London, February 1, 2026, 08:39 GMT — Market closed

National Grid shares closed 0.37% higher at 1,234.5 pence on Friday, about 5 pence below a one-year high, after Ofgem opened a consultation on its project assessment for the Bramford to Twinstead transmission upgrade. The regulator is reviewing the scheme under its Accelerated Strategic Transmission Investment mechanism, including 18 km of new overhead lines and 11 km of underground cable between Suffolk and Essex, with responses due by March 2. The stock is up about 8% since the start of the year. (MarketScreener)

Why it matters now is simple: National Grid lives and dies by regulated returns and the cost of funding big builds. A consultation like this is not just paperwork — the assessment can shape what the company is allowed to spend and what it can recover through network charges.

That lands as the UK moves into a new price-control period. Ofgem’s RIIO framework — short for Revenues = Incentives + Innovation + Outputs — sets the revenue that network monopolies can collect, and the regulator has said RIIO-3 will run from April 1, 2026 to March 31, 2031. (Ofgem)

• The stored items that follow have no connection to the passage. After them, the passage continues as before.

PR #184, opened 2023-11-15
hub: add management command to filter failed tasks impacted by OSH-362

rhyw:
Usage:

    python3 osh/hub/manage.py find_failed_tasks

### DIFF
--- a/osh/hub/scan/management/commands/find_failed_tasks.py
+++ b/osh/hub/scan/management/commands/find_failed_tasks.py
@@ -1,0 +1,45 @@
+from datetime import datetime
+
+import requests
+from django.core.management.base import BaseCommand
+from kobo.hub.models import Task
+
+start_date = datetime(2023, 10, 18)
+end_date = datetime(2023, 10, 19, 23, 59, 59)
+CSMOCK_VERSION = "csmock-3.5.0.20231018.081735.gf8bfc23.internal-1"
+
+
+def get_task_log(task_id, log_name="stdout.log"):
+    hub = 'https://cov01.lab.eng.brq2.redhat.com/osh'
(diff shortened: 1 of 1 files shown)


rhyw:
This is a one-time helper command. I assume we don't need it to be merged.

osh/hub/scan/management/commands/find_failed_tasks.py
```diff
@@ -0,0 +1,45 @@
+from datetime import datetime
+
+import requests
+from django.core.management.base import BaseCommand
+from kobo.hub.models import Task
+
+start_date = datetime(2023, 10, 18)
+end_date = datetime(2023, 10, 19, 23, 59, 59)
+CSMOCK_VERSION = "csmock-3.5.0.20231018.081735.gf8bfc23.internal-1"
```
jperezdealgaba, line 9: Although this is a one time command, wouldn't it be better to not be tied to a specific version of csmock?

lzaoral (changes requested):
As agreed with @kdudka, this feature is directly tied to your specific and private deployment of OpenScanHub and is **not applicable** to OpenScanHub in general.  Therefore, the upstream repository is not the right place for such changes.

edit: typo

kdudka:
Yes, this does not make any sense from upstream point of view.  https://issues.redhat.com/browse/OSH-362 is not publicly available and there is no description of what and why is being done by the changes.  Also the name `find_failed_tasks` is misleading when we are in fact looking for `CLOSED` tasks.  Let's follow up on the internal Jira issue.

rhyw:
I'm just finding somewhere for a review of whether the filter is doing what it's supposed to. I don't have a better idea how this could be reviewed. Never mind, I also updated in the jira.

PR #178, opened 2016-08-01
Bundle up fetching of common pump status items into single call

ps2:
New command for fetching of bolusing and suspended states. 
Replaced "read remaining insulin" call with "read pump status"

### DIFF
--- a/RileyLinkKit/PumpOps.swift
+++ b/RileyLinkKit/PumpOps.swift
@@ -156,8 +156,8 @@ public class PumpOps {
      This operation is performed asynchronously and the completion will be executed on an arbitrary background queue.
 
      - parameter completion: A closure called after the command is complete. This closure takes a single Result argument:
-     - Success(status): A structure describing the current status of the pump
-     - Failure(error): An error describing why the command failed
+        - Success(status): A structure describing the current status of the pump
+        - Failure(error): An error describing why the command failed
      */
     public func readPumpStatus(completion: (Either<PumpStatus, ErrorType>) -> Void) {
         device.runSession { (session) in
--- a/RileyLinkKit/PumpOps.swift
+++ b/RileyLinkKit/PumpOps.swift
@@ -149,6 +149,30 @@ public class PumpOps {
         }
     }
 
+
+    /**
+     Reads clock, reservoir, battery, bolusing, and suspended state from pump
+
+     This operation is performed asynchronously and the completion will be executed on an arbitrary background queue.
+
+     - parameter completion: A closure called after the command is complete. This closure takes a single Result argument:
+     - Success(status): A structure describing the current status of the pump
+     - Failure(error): An error describing why the command failed
+     */
+    public func readPumpStatus(completion: (Either<PumpStatus, ErrorType>) -> Void) {
+        device.runSession { (session) in
+            let ops = PumpOpsSynchronous(pumpState: self.pumpState, session: session)
+
+            do {
+                let response: PumpStatus = try ops.readPumpStatus()
+                completion(.Success(response))
+            } catch let error {
+                completion(.Failure(error))
+            }
+        }
+    }
+
+
     /**
      Sets a bolus
      
--- a/RileyLinkKit/PumpOpsSynchronous.swift
+++ b/RileyLinkKit/PumpOpsSynchronous.swift
@@ -411,6 +411,41 @@ class PumpOpsSynchronous {
         }
         return frameData
     }
+
+    internal func readPumpStatus() throws -> PumpStatus {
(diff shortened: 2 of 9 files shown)


ps2:
This is mainly to support x22 pumps status reporting in NS

RileyLinkKit/PumpOps.swift
```diff
@@ -149,6 +149,30 @@ public class PumpOps {
...
     }
 
+
+    /**
+     Reads clock, reservoir, battery, bolusing, and suspended state from pump
+
+     This operation is performed asynchronously and the completion will be executed on an arbitrary background queue.
+
+     - parameter completion: A closure called after the command is complete. This closure takes a single Result argument:
+     - Success(status): A structure describing the current status of the pump
```
loudnate: nit, but this line and the one below it should be tabbed over so Apple's markdown doc generation shows them as bullet points.

RileyLinkKit/PumpOpsSynchronous.swift
```diff
@@ -411,6 +411,41 @@ class PumpOpsSynchronous {
...
+
+public struct PumpStatus {
+    let clock: NSDateComponents
+    let batteryVolts: Double
+    let suspended: Bool
+    let bolusing: Bool
+    let reservoir: Double
+    let model: PumpModel
+
+    public init(clock: NSDateComponents, batteryVolts: Double, suspended: Bool, bolusing: Bool, reservoir: Double, model: PumpModel) {
```
loudnate: No need to make this initializer public, right? If so you can delete it entirely since an (internal) initializer is automatically generated for structs.

RileyLinkKit/UI/RileyLinkDeviceTableViewController.swift
```diff
@@ -477,21 +477,25 @@ public class RileyLinkDeviceTableViewController: UITableViewController, TextFiel
...
                         dispatch_async(dispatch_get_main_queue()) {
                             switch result {
-                            case .Success(let units):
-                                completionHandler(responseText: String(format: NSLocalizedString("%1$@ Units remaining", comment: "The format string describing units of insulin remaining: (1: number of units)"), self.decimalFormatter.stringFromNumber(units)!))
+                            case .Success(let status):
+                                var str = String(format: NSLocalizedString("%1$@ Units of insulin remaining\n", comment: "The format string describing units of insulin remaining: (1: number of units)"), self.decimalFormatter.stringFromNumber(status.reservoir)!)
+                                str += String(format: NSLocalizedString("Battery: %1$@ volts\n", comment: "The format string describing pump battery voltage: (1: battery voltage)"), self.decimalFormatter.stringFromNumber(status.batteryVolts)!)
+                                str += String(format: NSLocalizedString("Suspended: %1$@\n", comment: "The format string describing pump suspended state: (1: suspended)"), status.suspended.description)
```
loudnate: Per the docs:

> String(instance) will work for an instance of any type, returning its description if the instance happens to be CustomStringConvertible. Using CustomStringConvertible as a generic constraint, or accessing a conforming type's description directly, is therefore discouraged.

`bolusing.description -> String(bolusing)`

RileyLinkKit/PumpOpsSynchronous.swift
```diff
@@ -411,6 +411,41 @@ class PumpOpsSynchronous {
...
+
+        let resResp: ReadRemainingInsulinMessageBody = try getMessageBodyWithType(.ReadRemainingInsulin)
+
+        let reservoir = resResp.getUnitsRemainingForStrokes(pumpModel.strokesPerUnit)
+
+        let battResp: GetBatteryCarelinkMessageBody = try getMessageBodyWithType(.GetBattery)
+
+        let statusResp: ReadPumpStatusMessageBody = try getMessageBodyWithType(.ReadPumpStatus)
+
+        return PumpStatus(clock: clockResp.dateComponents, batteryVolts: battResp.volts, suspended: statusResp.suspended, bolusing: statusResp.bolusing, reservoir: reservoir, model: pumpModel)
```
loudnate: Did you say the battery status had the quarter-percentage encoded as well? Should we return that too?

RileyLinkKit/PumpOpsSynchronous.swift
ps2: cool.  Didn't know that.

RileyLinkKit/PumpOpsSynchronous.swift
ps2: I don't know of a quarter-percentage encoded value outside of mysentry.   There _is_ a status flag (low/normal) that we're not decoding yet.

PR #179, opened 2016-08-02
update RileyLink app version to reflect updated since master 7.1

mhaeberli:
(as …7.2d)

propose updating dev branch info string to reflect it's more recent than production 7.1 and it's dev branch.

### DIFF
--- a/RileyLink/RileyLink-Info.plist
+++ b/RileyLink/RileyLink-Info.plist
@@ -19,7 +19,7 @@
 	<key>CFBundlePackageType</key>
 	<string>APPL</string>
 	<key>CFBundleShortVersionString</key>
-	<string>0.7.1</string>
+	<string>0.7.2d</string>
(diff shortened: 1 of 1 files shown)


loudnate:
Version strings are updated using agvtool, generally with `agvtool bump` and `agvtool new-marketing-version 0.7.1`. 

It's hard to pre-select a marketing version without knowing the compatibility of the changes it will include. 

Any reason why you're running the dev branch in particular?

mhaeberli:
Nathan,
no - just thought we'd give it a try.
but I see your point.
I just imagined that it would be good to distinguish it as _later_ than
0.7.1 ...
I am very happy that we have version numbers now, in Loop and RileyLink !
Thanks,
Martin

ps2:
Thanks @mhaeberli.  Yes, we typically version dev when we're ready to cut a release.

The company also spent Friday talking to debt investors. In a presentation dated Jan. 30, National Grid set out its U.S. regulated businesses and funding structure and said it had access to £8.7 billion of undrawn committed facilities as of Sept. 30, 2025 — credit lines it can tap if markets seize up. The deck listed Group Treasurer Alexandra Lewis among the speakers. (National Grid)

In the wider market, London’s blue-chip index rose 0.5% on Friday to cap a seventh straight month of gains, helped by a weaker pound and a rally in banks after Donald Trump picked Kevin Warsh to lead the Federal Reserve. “The weaker pound is obviously beneficial for the multinationals,” said Fiona Cincotta of City Index. (Reuters)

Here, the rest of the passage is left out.